Macro Support in ISO Mode (G65/G66 and the $C_ Variables)
G65 (non-modal) and G66 (modal, canceled by G67) call macros just like Fanuc — but the argument plumbing is entirely Siemens underneath. Every address programmed in the call block is stored in a system variable $C_A through $C_Z; I, J, K can be programmed up to 10 times per block and land in the arrays $C_I[0..9], $C_J[0..9], $C_K[0..9] (counts in $C_I_NUM etc.).

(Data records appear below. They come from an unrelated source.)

PR #8062, opened 2024-09-16
fix(experimental_createQueryPersister): return more utilities, rename persister

DamianOsipiuk:
Restructure plugin to expose more utilities useful in user-land.

Returned utilities:
- persisterFn - main persister function that can be passed to `useQuery`
- persistQueryByKey - persist query to persister storage. Ex call it just after `setQueryData`
- retrieveQuery - retrieve one query from persister storage
- persisterGc - gc pass for the persister storage to clean up unusable entries
- persisterRestoreAll - restore are persisted queries from storage

TODO:
- [x] tests

### DIFF
--- a/docs/framework/react/plugins/createPersister.md
+++ b/docs/framework/react/plugins/createPersister.md
@@ -1,6 +1,6 @@
 ---
 id: createPersister
-title: experimental_createPersister
+title: experimental_createQueryPersister
 ---
 
 ## Installation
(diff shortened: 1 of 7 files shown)


frederikhors:
@DamianOsipiuk thank you very much for this!

TkDodo:
does this close any of the open issues around `createPersister` ?

DamianOsipiuk:
> does this close any of the open issues around `createPersister` ?

This should close https://github.com/TanStack/query/issues/6310.  
It exposes utilities to do persistence on demand in user-land.  
And if i recall correctly we decided that we do not want to put more code to make that work out-of-the-box into the core.

TkDodo:
yeah if we want more utilities, they should come from the persister package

The critical restriction: transfer parameters can only be read in Siemens mode. If the macro’s first line is a PROC instruction, the control switches to Siemens mode automatically; without it, the macro body runs in ISO mode and must issue G290 itself before touching any $C_ variable. There is no Fanuc-style #1–#33 local-variable mapping and no ISO-mode IF/GOTO — conditional logic is written in Siemens syntax.
; Main program (ISO mode)
N30 G65 P10 F55 X150 Y100 S2000 ; call 0010.spf with arguments
; Macro 0010.spf written in Siemens mode
PROC 0010 ; auto-switch to Siemens mode
N10 DEF REAL X_AXIS, Y_AXIS, S_SPEED, FEED
N15 X_AXIS = $C_X Y_AXIS = $C_Y S_SPEED = $C_S FEED = $C_F
N20 G01 F=FEED G95 S=S_SPEED
N80 M17
Two replacement mechanisms let ISO programs trigger custom routines the way Fanuc parameter 6050/6080 tables do: up to 50 G-numbers can call macros via MD10816/10817 $MN_EXTERN_G_NO_MAC_CYCLE(_NAME), and up to 10 M-numbers via MD10814/10815 (commonly used to hang a tool-change macro on M6). Only one replacement call per block; conflicts raise alarm 12722. The helper variables $C_TYP_PROG / $C_<addr>_PROG tell the macro whether each argument was programmed as integer or real — needed because of the decimal-point conversion factors above.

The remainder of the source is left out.